京城,王家。
听到派出去的人已经查不到半点痕迹,王青衍不怒反笑。
“她好聪明。”
如此周密,如此完美,还知道随时改变计划,真是——
好久没这么开心了
嘶九二额角有冷汗滴下。
比起怒,他最怕的还是一脸温和笑意的王青衍。
然而王青衍是真不生气,“如果没记错,宋昭和这段时间应该要回京复命了吧?”
“已经在路上了,算算时间,应该明日就到,同行的还有何文源。”
何文源也回来了?
这倒是出乎他的意料,“那新生镇现在留守的是谁?”
“先前和夫人一起推行农桑之策的两位农官。”
夫人?王青衍对这个称呼很是满意,“听说新生镇今年的收成还不错?”
“是,除了谷物之外,蚕丝和鱼货收获也不小。”
看来她当初在三城寨,确实做了不少事。
“你和李掌事去新生镇走一趟,一定要拿下这批蚕丝。”
“是”九二精神一震,表情立马就不一样了。
这一趟出去,至少两个月不用在王青衍跟前晃悠。
这是公干吗?
不!
这是放假!
谁曾想等九二一走,王青衍的眼神瞬间就冷了下来,“东西给我吧。”
一人从屏风后走出,熟练的呈上瓷瓶,周身气息却死寂阴沉,不似活物。
王青衍拿过瓷瓶,拔掉瓶塞放在桌上,用指甲划破指腹,滴了血在里面。
只一滴,瓷瓶里浓黑色的液体立即变得清澈透明。
重新将瓶塞塞回去,还给无命,“去吧。
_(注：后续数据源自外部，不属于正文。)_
PR #5795, opened 2016-12-08
removed deprecated argument current_app

jrief:
The argument current_app is deprecated since Django-1.9, so it's safe to remove it completety


jrief:
You should ignore the failed test https://travis-ci.org/divio/django-cms/jobs/182426636
This is just one build, which for some reasons just failed to start, thus has nothing to do with this patch. All other tests pass from the matrix passed without problems.

czpython:
Thanks @jrief!

pcolmant:
@czpython, am I wrong or the change made in this #5795 has been "cancelled" when the #5799 has been "committed" ?

PR #5799, opened 2016-12-11
Fixes/cms 3.4 compat

jrief:
PR depends on PR #5795

- added deprecation waring on unused method.

- since ``get_parent_classes()`` became a classmethod, do not instantiate the plugin.


jrief:
@czpython I'm currently porting djangocms-cascade to CMS-3.4.
What I see, is that a lot of code changed, therefore Cascade does not work anymore as it used to. I currently have to reread a lot of the changed code and therefore I stumbled across quite often at statements such as ``parent_classes or []`` or ``child_classes or []``.

I don't know if this has been documented somewhere, but the until version 3.3, if ``parent_classes = None`` meant, that we should not care if parents exists or not. Therefore having ``parent_classes = []`` was fundamentally different from ``parent_classes = None``. I'm unsure, if this is still the case in version 3.4.

Thanks

czpython:
@jrief In this case should not be a different behavior if attribute is set to `None` or empty list, the only reason for the `or []` format is to do `in` operations. In some cases like https://github.com/divio/django-cms/blob/release/3.4.x/cms/plugin_base.py#L171 we can remove it as it will be the same for `bool()`

jrief:
@czpython rebased

czpython:
Hello @jrief,
Please add only the following entries:

* Added a deprecation warning to method ``render_plugin()`` in class ``CMSPluginBase``.
* Since ``get_parent_classes()`` became a classmethod, do not instantiate plugin before invocation.

To the changelog here https://github.com/divio/django-cms/blob/release/3.4.x/CHANGELOG.txt and remove the file docs/upgrade/3.4.2.rst as we only add this file prior to releasing.

czpython:
Hello @jrief,
Would you be able to make the requested changes before the end of the week?
We're planning to hit code freeze by then.

jrief:
@czpython as you requested, I reverted some changes. However there seems to be a conflict in CHANGLELOG.txt, I can't resolve locally.

Also, why did you want me to remove code, which breaks Django-1.10 compatibility?

czpython:
Thanks @jrief.
Which code are you referring to?

jrief:
placeholderadmin.py line 744:

I reverted to this, which is incompatible with Django-1.10:
```
        return TemplateResponse(request, "admin/cms/page/plugin/delete_confirmation.html", context,
                                current_app=self.admin_site.name)
```

czpython:
Ah that is because the PR with that fix was already merged in https://github.com/divio/django-cms/commit/824f389ee4b1907e28463c8b4bfa64742756df7b

jrief:
yes, but that PR (824f389) was from myself, and this PR depended on that old one.

btw. I tried to fix the conflict in CHANGELOG.txt but did not succeed. Can you do that?

czpython:
is why I asked for this one to be rebased with release/3.4.x so it picks up those changes.
No worries though, I will take care of the CHANGELOG.txt conflicts and rebase with release/3.4.x

jrief:
ok, thanks

czpython:
@jrief I've done the rebasing but I'm unable to push to your branch.
Did you enable "Edits from maintainers"? or better yet can you give me access to your fork?

czpython:
Merged in a9e2a8d3b7a6b6bc4f6f0ca3edd492be6ddd05f0

PR #5801, opened 2016-12-12
Fix language used in page settings link

sephii:
The language used for the settings button in the admin pages menu always points to the last language because it's using a loop variable instead of the proper language.

This is already fixed in master but I'm not sure if master is used for bugfix releases so feel free to close this PR if you think it's not necessary.

### DIFF
--- a/cms/utils/admin.py
+++ b/cms/utils/admin.py
@@ -114,7 +114,7 @@ def render_admin_rows(request, pages, site, filtered=False, language=None):
             'filtered': filtered,
             'metadata': metadata,
             'page_languages': page.get_languages(),
-            'preview_language': language,
+            'preview_language': lang,
             'has_add_page_permission': user_can_add(user, target=page),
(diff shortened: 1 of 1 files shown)


FinalAngel:
@vxsx @mkoistinen didn't we had here once a discussion related to the user interface language and how it should behave in this case?

vxsx:
We did, and afaicr we decided to stick with language, because of the pagetree "languages" header
it should pick that instead of the request language

sephii:
That's actually the behaviour of my patch (ie. use `get_language_from_request`), and it matches the refactoring done in `master`. The current implementation in `3.4.1` is buggy because it always uses the last language from the languages list because it incorrectly references a loop variable (https://github.com/divio/django-cms/blob/release/3.4.x/cms/utils/admin.py#L82).

czpython:
@sephii You're right, oversight on my end. Will review/merge a bit later.

Issue #3479, opened 2014-10-01
migration issue after changing template choices [1.7] 


chhantyal:
After adding custom templates in setting file:

```
CMS_TEMPLATES = (
    ('cms/content_even.html', 'Template for even number boxes'),
    ('cms/content_odd.html', 'Template for odd number boxes'),
)
```

When I run makemigrations command, it seems to create separate migration file like this:

```
migrations.AlterField(
            model_name='page',
            name='template',
            field=models.CharField(default=b'INHERIT', help_text='The template used to render the content.', max_length=100, verbose_name='template', choices=[(b'cms/content_even.html', 'Template for even number boxes'), (b'cms/content_odd.html', 'Template for odd number boxes'), (b'INHERIT', 'Inherit the template of the nearest ancestor')]),
        )
]
```

This will force us to create migration script every time we change template choices.

othane:
This still seems to be a problem for the CMS_TEMPLATE_INHERITANCE setting ... If I set this to False I get a spurious migration made against the cms ?

jsma:
Can you put together a pull request for this? You'll just need to modify the initial 0001 migration to make the 'default' choice on the `template` field to dynamically determine the default, just like is done in the model definition `TEMPLATE_DEFAULT = TEMPLATE_INHERITANCE_MAGIC if get_cms_setting('TEMPLATE_INHERITANCE') else get_cms_setting('TEMPLATES')[0][0]`.

You should also check if any subsequent migrations reference this field as well and make sure those point to the dynamic default as well.

othane:
Sure I will take a look this afternoon

othane:
OK I have done the patch, I am not 100% on your repo strucuture, it looks like I should make a pull request into the releases branch? or the 3.4.x branch (does that back pulled into develop I assume)?

PR #5807, opened 2016-12-15
Fix template inheritance spurious migration

othane:
I think this is the only migration that touches the template field, this certainly fixed the problem for me.

Hopefully I am making this pull request into the right branch, if not let me know and ill rebase it to something else

Also I did not see any documentation about running local tests before sending a pull request, so let me know if I have broken something and ill fix it.

see https://github.com/divio/django-cms/issues/3479

Cheers.


othane:
Hmmm I mucked that up some how ... it should only be 1 commit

”
“是”无命点头,仿佛这样的事情,他已经做过千百次。
无需王青衍解释,他就知道自己要去哪里,要干什么。
推开窗户,澄明的阳光随即洒满整个房间,王青衍立在耀目的温暖里,眼中却一片寒凉。
这样完美的计划,绝非一个人能完成。
她消失得这么彻底,必是与陆缄达成了什么协议。
这些人会是很好的突破口。
但再一次的判断失误,让王青衍不得不重新审视,他的对手,并不像他认为的那么无能。
至少在阿竹的问题上,他们说的确实有道理。
以她的个性,即便他对她再好,她也不会就此留在他身边。
她有理想,有抱负。
甚至做着和那群白痴一样,愚蠢又所谓志同道合的梦。
只要她不愿意,哪怕他亲自将她绑回来,她也有的是办法逃走。
何况,在没有绝对的赢面之前,这样做不仅失智,也非长久之计。
因为一旦有比他更重要的人或事出现,又或者自己不是强过她十倍百倍,她就可以随时舍弃他。
就像昨日去百里府,百里茗说的——
“你是可以轻而易举的给她想要的一切。”
“可那只是你认为她想要的。”
是啊。
一人不喜欢你的时候,你做什么都不会喜欢。